Hensley arrow is your only choice here.
Even then the weight police will get you.


----------



## PDX_Doug (Nov 16, 2004)

Very Sweet Thor!









I did not realize the Solstice was on the road yet. Or are you connected?









Happy Trails,
Doug


----------



## Ghosty (Jan 17, 2005)

where's the rest of it???


----------



## tdvffjohn (Mar 10, 2005)

Hitch? Convert the Outback in the rear to a toy box and put it inside. Think of the gas you ll save instead of driving the TV around.

Nice car! Love that its a convertable

John


----------



## HootBob (Apr 26, 2004)

Thor 
Very nice car
Bring it down to Pa and we'll go cruising.

Don


----------



## vdub (Jun 19, 2004)

> Hensley arrow is your only choice here.


I think you could put a SuperGlide in the back seat over the axle and pull a 5. Not very far, nor very fast, but you could pull it.


----------



## hurricaneplumber (Apr 12, 2004)

Mr. GM,

......The colours don't match.

wiseguy


----------



## mswalt (Sep 14, 2004)

Thor,

Nice looking 4-wheeler but I'm with Ghosty....where's the rest of it? Man, I couldn't even begin to fit behind the wheel. shy

Just stick it in the back of your current TV and have at it. Be nice for running around the campground.









Mark


----------



## cookie9933 (Feb 26, 2005)

Thor,

All you need are some rear air-bag springs and a class 4 receiver.

Bill


----------



## Fire44 (Mar 6, 2005)

Hey Thor,

How do you like the little Pontiac?? We have gotten 4 of them and they were all sold. Right now we are still taking orders and we have a waiting list of 8. I was impressed with the little car. My DW wants one after her lease is up on the Malibu.

Gary


----------



## huntr70 (Jul 8, 2005)

mswalt said:


> Be nice for running around the campground.
> 
> 
> 
> ...


It sure would look a lot nicer than all those goofy golf carts tooling around the CG's!!!!









Steve


----------



## camping479 (Aug 27, 2003)

What's that got, a 5 horse Briggs under the hood??









Very sharp though, probably handles great.

Mike


----------



## Y-Guy (Jan 30, 2004)

Thor I think I can fit it in the garage of the USS Raptor!


----------



## NDJollyMon (Aug 22, 2003)

Just upgrade to the OUTBACK 5'er!


----------



## 7heaven (Jun 4, 2005)

Might need to swap out that V4 engine for a V10...

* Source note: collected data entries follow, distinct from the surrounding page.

PR #11036, opened 2022-03-02
x64: handle more optional types

kubkon:
* codegen: lower optionals and floats across linking backends
* x64: rectify and missing optionals bits - `wrap_optional`, `optional_payload` and `isNull` helper
* x64: fix `int_cast` to properly clear out the destination register before copying the value over
* x64: fix incorrect calculation of spill stack location of the `rdi` register for backpatching the return value write locations

### DIFF
--- a/src/codegen.zig
+++ b/src/codegen.zig
@@ -141,26 +141,13 @@ pub fn generateFunction(
 }
 
 fn writeFloat(comptime F: type, f: F, target: Target, endian: std.builtin.Endian, code: []u8) void {
-    if (F == f80) {
-        switch (target.cpu.arch) {
-            .i386, .x86_64 => {
-                const repr = math.break_f80(f);
-                mem.writeIntLittle(u64, code[0..8], repr.fraction);
-                mem.writeIntLittle(u16, code[8..10], repr.exp);
-                // TODO set the rest of the bytes to undefined. should we use 0xaa
-                // or is there a different way?
-                return;
-            },
-            else => {},
-        }
-    } else {
-        const Int = @Type(.{ .Int = .{
-            .signedness = .unsigned,
-            .bits = @typeInfo(F).Float.bits,
-        } });
-        const int = @bitCast(Int, f);
-        mem.writeInt(Int, code[0..@sizeOf(Int)], int, endian);
-    }
+    _ = target;
+    const Int = @Type(.{ .Int = .{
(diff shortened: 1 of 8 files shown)


src/codegen.zig
```diff
@@ -140,6 +140,29 @@ pub fn generateFunction(
     }
 }
 
+fn writeFloat(comptime F: type, f: F, target: Target, endian: std.builtin.Endian, code: []u8) void {
+    if (F == f80) {
```
Vexu, line 144: I think this should be handled same as every other float.

src/codegen.zig
```diff
@@ -171,6 +196,18 @@ pub fn generateSymbol(
                 ),
             };
         },
+        .Float => {
+            const float_bits = typed_value.ty.floatBits(target);
+            switch (float_bits) {
+                16 => writeFloat(f16, typed_value.val.toFloat(f16), target, endian, try code.addManyAsArray(2)),
+                32 => writeFloat(f32, typed_value.val.toFloat(f32), target, endian, try code.addManyAsArray(4)),
+                64 => writeFloat(f64, typed_value.val.toFloat(f64), target, endian, try code.addManyAsArray(8)),
+                80 => writeFloat(f80, typed_value.val.toFloat(f80), target, endian, try code.addManyAsArray(10)),
```
Vexu, line 205: Shouldn't the 10 match `f80`'s ABI size (12 on i386, 16 elsewhere)?

src/codegen.zig
kubkon: As below, the source is here: https://github.com/ziglang/zig/blob/7cfc3f0cfa626abe25c8318a7852977cbc1c723b/src/value.zig#L1273 I actually don't really know yet how to handle `f80` at all. I can leave is a todo instead then.

kubkon: `f80` is now explicitly unhandled in b0bb158. Happy to come back to this discussion when I start working on floats in x64. Until then, lowering floats was an unfortunate prerequisite to not regress comptime tests it seems.

src/codegen.zig
kubkon: `f80` is now explicitly unhandled in b0bb158. Happy to come back to this discussion when I start working on floats in x64. Until then, lowering floats was an unfortunate prerequisite to not regress comptime tests it seems.

PR #11038, opened 2022-03-02
codegen: handle elem_ptr when lowering to memory

kubkon:
* x64: handle storing from-to non-stack memory

502 tests passing on x64! :tada: 
image

### DIFF
--- a/src/codegen.zig
+++ b/src/codegen.zig
@@ -392,6 +392,30 @@ pub fn generateSymbol(
                     },
                 }
             },
+            .elem_ptr => {
+                const elem_ptr = typed_value.val.castTag(.elem_ptr).?.data;
+                const elem_size = typed_value.ty.childType().abiSize(target);
+                const addend = @intCast(u32, elem_ptr.index * elem_size);
+                const array_ptr = elem_ptr.array_ptr;
+
+                switch (array_ptr.tag()) {
+                    .decl_ref => {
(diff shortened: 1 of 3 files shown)


src/codegen.zig
```diff
@@ -392,6 +392,30 @@ pub fn generateSymbol(
                     },
                 }
             },
+            .elem_ptr => {
+                const elem_ptr = typed_value.val.castTag(.elem_ptr).?.data;
+                const elem_size = typed_value.ty.childType().abiSize(target);
+                const addend = @intCast(u32, elem_ptr.index * elem_size);
+                const array_ptr = elem_ptr.array_ptr;
+
+                switch (array_ptr.tag()) {
```
andrewrk, line 401: we need some kind of recursive thing here. this could be another elem_ptr, a field_ptr, or other kind of pointer.

check out what we do in the llvm backend, specifically the `lowerParentPtr` function:

https://github.com/ziglang/zig/blob/446324a1d82514157f5a11a6ca775711bc48c419/src/codegen/llvm.zig#L1360-L1380

kubkon: Yep, correct, but one step at a time. Before I recurse, I gotta see the examples ;-)

kubkon: Oh, you can be sure I shall be cleaning this up soon-ish when I have the bigger picture firmly lodged in my head.

PR #11867, opened 2022-06-14
 stage2: ensure builtin packages are always available

nektro:
after a certain package depth, it appears access to the `'std'` package is lost. with this fix building [nektro/aquila](https://github.com/nektro/aquila) reaches a new error

```
[nix-shell:~/other/dev/aquila]$ ~/other/dev/zig/zig-out/bin/zig build --prominent-compile-errors -fno-stage1
/home/meg/other/dev/aquila/.zigmod/deps/git/github.com/nektro/zig-zorm/src/sqlite3.zig:1:21: error: unable to open 'std': PackageNotFound
const std = @import("std");
                    ^
aquila...The step exited with error code 1
error: the build command failed with exit code 1

[nix-shell:~/other/dev/aquila]$ ~/other/dev/zig/zig-out/bin/zig build --prominent-compile-errors -fno-stage1
Semantic Analysis [2456] ensureTotalCapacityPrecise... thread 78535 panic: integer overflow
/home/meg/other/dev/zig/lib/std/mem.zig:3045:54: 0x2dd642a in std.mem.alignForwardGeneric (zig)
    return alignBackwardGeneric(T, addr + (alignment - 1), alignment);
                                                     ^
/home/meg/other/dev/zig/src/codegen/llvm.zig:2651:57: 0x30e8575 in codegen.llvm.DeclGen.lowerType (zig)
                    offset = std.mem.alignForwardGeneric(u64, offset, field_align);
                                                        ^
/home/meg/other/dev/zig/src/codegen/llvm.zig:2376:43: 0x30df435 in codegen.llvm.DeclGen.resolveGlobalDecl (zig)
        const llvm_type = try dg.lowerType(decl.ty);
                                          ^
/home/meg/other/dev/zig/src/codegen/llvm.zig:3740:39: 0x30ef167 in codegen.llvm.DeclGen.lowerDeclRefValue (zig)
            try self.resolveGlobalDecl(decl_index);
                                      ^
....
```

PR #12177, opened 2022-07-20
stage2 llvm: fix handling of pointer fields in packed structs

Vexu:
This makes [Aro](https://github.com/Vexu/arocc) pass all tests with #11798 worked around and  #11867 applied.

### DIFF
--- a/src/codegen/llvm.zig
+++ b/src/codegen/llvm.zig
@@ -5149,6 +5149,11 @@ pub const FuncGen = struct {
                             const same_size_int = self.context.intType(elem_bits);
                             const truncated_int = self.builder.buildTrunc(shifted_value, same_size_int, "");
                             return self.builder.buildBitCast(truncated_int, elem_llvm_ty, "");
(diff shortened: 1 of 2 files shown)


andrewrk:
I think we can merge this since it is an improvement over status quo, which produces an invalid LLVM module, although I would like to improve the test case to actually check that the code is correctly compiled rather than only checking that it does not crash the compiler.

Note however that we do have some more work to do with pointers to packed structs:

```zig
const Symbol = struct {
    index: u16,
};

const Relocation = packed struct {
    symbol: *Symbol,
    a: u32,
};

var x: Relocation = .{
    .symbol = &s,
    .a = 1234,
};

var s: Symbol = undefined;

test "global packed struct with pointer field" {
    _ = x;
}
```

```
Invalid bitcast
i64 bitcast (%test3.Symbol* @test3.s to i64)

thread 81531 panic: LLVM module verification failed
```

In some cases it is impossible to lower code like this because there is no such relocation supported by the object file. However, I think we can allow it when it does work, as long as we can detect when it won't work and emit a compile error.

Then it would be one sweet ride.....


----------



## Thor (Apr 7, 2004)

Solstice - it is a great fun car. This car handles, man does it corner. The car is small but there is enough room unless you are my neighbour who is 6'6". The only way he could drive it is with the top down.

18" rims with 245 - allows you to do mach 2 around a 90 degree bent







The car has about 170 hp but weighs nothing. Red line around the 7000rpm. It is no vet, but it is an absolute blast to drive. I am not going to tell you how fast it can go - too many police that own Outbacks







--- let just say highway speeds can be exceed half way thru 3rd gear.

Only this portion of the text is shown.